▶ **TASK DIRECTIONS**
The answer must consist of the records, repeated exactly.

▶ **DATASET EXTRACT**
PR #1716, opened 2026-07-28
fix sendFiles maxConcurrent

### LINKED ISSUE #1381: sendFiles() ignores its documented maxConcurrent argument

erichanwang:
fixes #1381

changes:
- add the documented optional `maxConcurrent` argument to TypeScript `sendFiles`
- reject non-finite `maxConcurrent` values in both the CLI path and client API before calculating worker count
- run uploads through a bounded worker loop instead of starting every upload at once
- pass the validated CLI `--max-concurrent` option through to `sendFiles`
- update the checked-in shell-api type signature and add focused concurrency regressions

CodeRabbit:
- addressed the non-finite `maxConcurrent` client thread with a `Number.isFinite` guard and regression for `Number.NaN`
- addressed the CLI thread by validating `--max-concurrent` before any connection or pipeline creation

verification:
- `git diff --check`
- `pnpm install --frozen-lockfile` (completed with existing missing `rocketride` bin symlink warnings)
- `pnpm exec jest tests/RocketRideClient.test.ts --runInBand -t "sendFiles concurrency"` from `packages/client-typescript` -> 2 passed, 60 skipped; warned that the local RocketRide server was unavailable for unrelated integration tests
- `pnpm exec tsc -p tsconfig.json --noEmit` from `packages/client-typescript`
- `pnpm exec tsc -p tsconfig.cli.json --noEmit` from `packages/client-typescript`
- pre-commit hook: `gitleaks`

notes:
- Jest force-exit warning remains from the existing test harness after the focused tests complete.

## Summary by CodeRabbit

- **New Features**
  - Added an optional upload concurrency limit for controlling how many files upload simultaneously.
  - The command-line upload option now accepts only positive integer values and reports invalid settings clearly.
  - Uploads continue processing all files while preserving results and isolating individual failures.

- **Documentation**
  - Updated TypeScript client API documentation with the new concurrency option and its requirements.


erichanwang:
@coderabbitai review

packages/shell-api/versions/v0.d.ts
```diff
@@ -3127,7 +3127,7 @@ export declare class RocketRideClient extends DAPClient {
         file: File;
         objinfo?: Record<string, unknown>;
         mimetype?: string;
-    }>, token: string): Promise<UPLOAD_RESULT[]>;
+    }>, token: string, maxConcurrent?: number): Promise<UPLOAD_RESULT[]>;
```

▶ **ANSWER BOX**
PR #1716, opened 2026-07-28
fix sendFiles maxConcurrent

### LINKED ISSUE #1381: sendFiles() ignores its documented maxConcurrent argument

erichanwang:
fixes #1381

changes:
- add the documented optional `maxConcurrent` argument to TypeScript `sendFiles`
- reject non-finite `maxConcurrent` values in both the CLI path and client API before calculating worker count
- run uploads through a bounded worker loop instead of starting every upload at once
- pass the validated CLI `--max-concurrent` option through to `sendFiles`
- update the checked-in shell-api type signature and add focused concurrency regressions

CodeRabbit:
- addressed the non-finite `maxConcurrent` client thread with a `Number.isFinite` guard and regression for `Number.NaN`
- addressed the CLI thread by validating `--max-concurrent` before any connection or pipeline creation

verification:
- `git diff --check`
- `pnpm install --frozen-lockfile` (completed with existing missing `rocketride` bin symlink warnings)
- `pnpm exec jest tests/RocketRideClient.test.ts --runInBand -t "sendFiles concurrency"` from `packages/client-typescript` -> 2 passed, 60 skipped; warned that the local RocketRide server was unavailable for unrelated integration tests
- `pnpm exec tsc -p tsconfig.json --noEmit` from `packages/client-typescript`
- `pnpm exec tsc -p tsconfig.cli.json --noEmit` from `packages/client-typescript`
- pre-commit hook: `gitleaks`

notes:
- Jest force-exit warning remains from the existing test harness after the focused tests complete.

## Summary by CodeRabbit

- **New Features**
  - Added an optional upload concurrency limit for controlling how many files upload simultaneously.
  - The command-line upload option now accepts only positive integer values and reports invalid settings clearly.
  - Uploads continue processing all files while preserving results and isolating individual failures.

- **Documentation**
  - Updated TypeScript client API documentation with the new concurrency option and its requirements.


erichanwang:
@coderabbitai review

packages/shell-api/versions/v0.d.ts
```diff
@@ -3127,7 +3127,7 @@ export declare class RocketRideClient extends DAPClient {
         file: File;
         objinfo?: Record<string, unknown>;
         mimetype?: string;
-    }>, token: string): Promise<UPLOAD_RESULT[]>;
+    }>, token: string, maxConcurrent?: number): Promise<UPLOAD_RESULT[]>;
```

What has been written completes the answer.